How to convert an Avro message deserialized with an older version of the schema into the newer, compiled schema?

1.1k views Asked by At

Let's say I used avro-tools to generate code for v2 of "mySchema", and a message comes on a queue that was written with v1 of "mySchema". If I understand right, the best way to handle the situation is to realize that the message was written with v1 of "mySchema", get the v1 schema using a schema registry, and deserialize the message using v1.

At this point, is it at all possible to somehow convert the resulting objects into the corresponding fields and objects from the avro-tools generated code for v2?

So far, it looks like the only way to handle the message results in a "GenericRecord" which requires string keys to access the values of the fields.
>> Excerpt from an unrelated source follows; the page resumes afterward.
Issue #140, opened 2025-06-10
Alternative country totals


ayanu:
It would be great if we can find a way to include alternative country totals, other than UNFCCC, to the country emission time series.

I'd much prefer to use the generated code for v2 and turn any typos into compile errors instead of runtime errors, know the data type of the value while coding, and avoid setting up a bunch of enums to contain the string keys.

1

There are 1 answers

0
Stephen Kittelson On

Scott on the Avro users mailing list answered (https://lists.apache.org/thread.html/r2e77597fd20de1379fdd4287c02fc703a631cd2309f74f33d6a457b8%40%3Cuser.avro.apache.org%3E):

This code below returns type T and uses SpecificDatumReader.

final BinaryDecoder decoder = DecoderFactory.get().binaryDecoder(...);
final DatumReader<T> datumReader = new SpecificDatumReader<T>(v2Schema, v1Schema);
try {
    final T record = datumReader.read(null, decoder);
    return record;
} catch (java.io.IOException ioe) {
   // Handle it
}

My mistake was missing the T on new SpecificDatumReader<T>, so it was returning a GenericRecord instead of an instance of T.